Regenerating tissue into hearing cells will cure deafness in elderly
British scientists have taken a significant step toward regenerating ear cells that are critical to hearing in old age and could prevent the dizziness that accounts for 80 per cent of falls in the elderly.
Scientists at University College London (UCL) have for the first time turned ordinary tissue from the human ear into cells with hairlike fea- tures.
By regenerating cells in the ear’s “vestibular” system — which is responsible for balance — they could prevent falls and dizziness.
Human inner ear hair cells, which are also responsible for hearing, cannot regenerate, so leave people permanently deaf and unbalanced.
“We have shown that the human vestibular tissue has the capacity to generate cells with characteristics similar to hair cells,” said Ruth Taylor of UCL’s Ear Institute. “Deafness affects 50 per cent of people over the age of 60 and if our research could be extended to the cochlea it would have a major impact on the population.”
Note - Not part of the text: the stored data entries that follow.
Issue #431, opened 2025-04-29
bug: latest changes merged into main breaks example test in AWS Bedrock


mkranjac:
- [x] I have looked for existing issues (including closed) about this

## Bug Report
Latest changes on `completion_requests` discovered bug with base64 encoding of context documents.

## Reproduction
Running `rig-bedrock/examples/agent_with_bedrock.rs` returns an error on test with context

## Expected behavior
existing examples shouldn't break

mkranjac:
Fixed with #432

Issue #407, opened 2025-04-21
feat: Support Cloning VectorStoreIndex and Idempotent Qdrant Inserts


mztlive:
I have looked for existing issues (including closed) about this

Feature Request

Improve the usability of VectorStoreIndex and the document insertion behavior in the Qdrant VectorStore implementation.

Motivation

In most real-world applications, VectorStoreIndex is initialized once and reused throughout the system. However, since the type does not implement Clone, it becomes inconvenient to pass it across components or threads. The lack of clonability limits flexibility, especially in multi-threaded or modular applications.

Additionally, in the Qdrant VectorStore implementation, every inserted point is assigned a UUID by default (PointStruct.id = Uuid::new_v4().to_string()). This leads to duplicate entries even when inserting the same document multiple times, which breaks idempotency and unnecessarily bloats the database.

Proposal
	1.	Make VectorStoreIndex clonable or easily shareable
	•	If Clone cannot be implemented due to internal non-cloneable state (e.g. database clients, async runtimes), an Arc<VectorStoreIndex>-based pattern can be officially supported or recommended.
	•	Optionally, expose a .shareable() method or a helper wrapper that encapsulates sharing logic.
	2.	Allow user-defined IDs when inserting points into Qdrant
	•	Provide an option to pass a custom document ID (e.g. a hash of the document content) when constructing PointStruct, enabling idempotent inserts.
	•	Introduce a configuration flag to toggle between Uuid and content-derived IDs.

Alternatives
	•	Manually wrap VectorStoreIndex in an Arc outside the library, though this puts the burden on the user and leads to inconsistent usage patterns.
	•	Override the UUID generation behavior in Qdrant inserts manually, but this requires understanding of internal implementation details and reduces out-of-the-box usability.

joshua-mo-143:
What about having an ID generation strategy for inserts similar to the `NonceSequence` strategy from `ring`? We could then probably extrapolate some defaults out of that which would make it much easier to generate IDs.

mztlive:
> What about having an ID generation strategy for inserts similar to the [`NonceSequence` trait from `ring`](https://docs.rs/ring/latest/ring/aead/trait.NonceSequence.html)? We could then probably extrapolate some defaults out of that which would make it much easier to generate IDs.
> 
[...]

PR #432, opened 2025-04-29
fix: fixed bug with base64 encoding on AWS Bedrock

mkranjac:


mkranjac:
relates to [issue](https://github.com/0xPlaygrounds/rig/issues/431)

rig-bedrock/src/types/document.rs
```diff
@@ -1,41 +1,60 @@
...
 pub(crate) use crate::types::media_types::RigDocumentMediaType;
 use base64::{prelude::BASE64_STANDARD, Engine};
+use ring::digest::{Context, Digest, SHA256};
 
 #[derive(Clone)]
 pub struct RigDocument(pub Document);
 
+impl RigDocument {
+    pub fn fingerprint(&self) -> String {
+        let mut context = Context::new(&SHA256);
```
mkranjac, line 16: This is unfortunate constraint of AWS Bedrock. 
All documents needs to have a unique name, otherwise it returns an error, so I added lib `ring` to create name from document bytes.

 If you have some better idea I am open to suggestion

0xMochan: hmm, other ideas would be a global counter that can be used or a random UUID?

joshua-mo-143: I've commented on this in #407 but would be a good idea to either have a way for users to write their own ID generation strategy or just use a preset one

mkranjac: I think @0xMochan is correct with random UUID, because if you have long history you might upload same document multiple times and it will result with an error with fingerprint approach... 
If you are all OK with this, I will change PR to use random UUID for documents names.

joshua-mo-143: Yeah I think generating random uuids is fine for now. We can retroactively fix this later on if need be.

0xMochan:
Is this ready for review?

rig-bedrock/src/types/document.rs
```diff
@@ -15,27 +15,32 @@ impl TryFrom<RigDocument> for aws_bedrock::DocumentBlock {
...
+            Some(ContentFormat::Base64) => BASE64_STANDARD
+                .decode(value.0.data)
+                .map_err(|e| CompletionError::ProviderError(e.to_string()))?,
+            _ => value.0.data.as_bytes().to_vec(),
+        };
+
         let data = aws_smithy_types::Blob::new(document_data);
         let document_source = aws_bedrock::DocumentSource::Bytes(data);
 
+        let document_name = Uuid::new_v4().simple().to_string();
```
0xMochan, line 39: maybe format this as like "document-{UUID}". This is a name that a LLM will see, so i think the name should reflect that a bit. (feel free to improve that).

0xMochan (changes requested):
Small notes but otherwise should be good

mkranjac:
@0xMochan updated PR with requested changes

0xMochan (approved):
lgtm! good fixes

The inner ear is responsible for balance through the vestibular system, and hearing through the cochlea. Hair cells detect movement or sound, and their loss is a cause of disorders such as deafness, dizziness and imbalance.
Taylor’s team replicated in humans experiments previously done in mice, in which a gene, called Atoh1, switched on a signalling pathway through which ordinary ear tissue was regenerated as hair cells. She believed the challenge of increasing the number of cells was “not insurmountable” but it would take time and resources to generate fully functioning hair cells.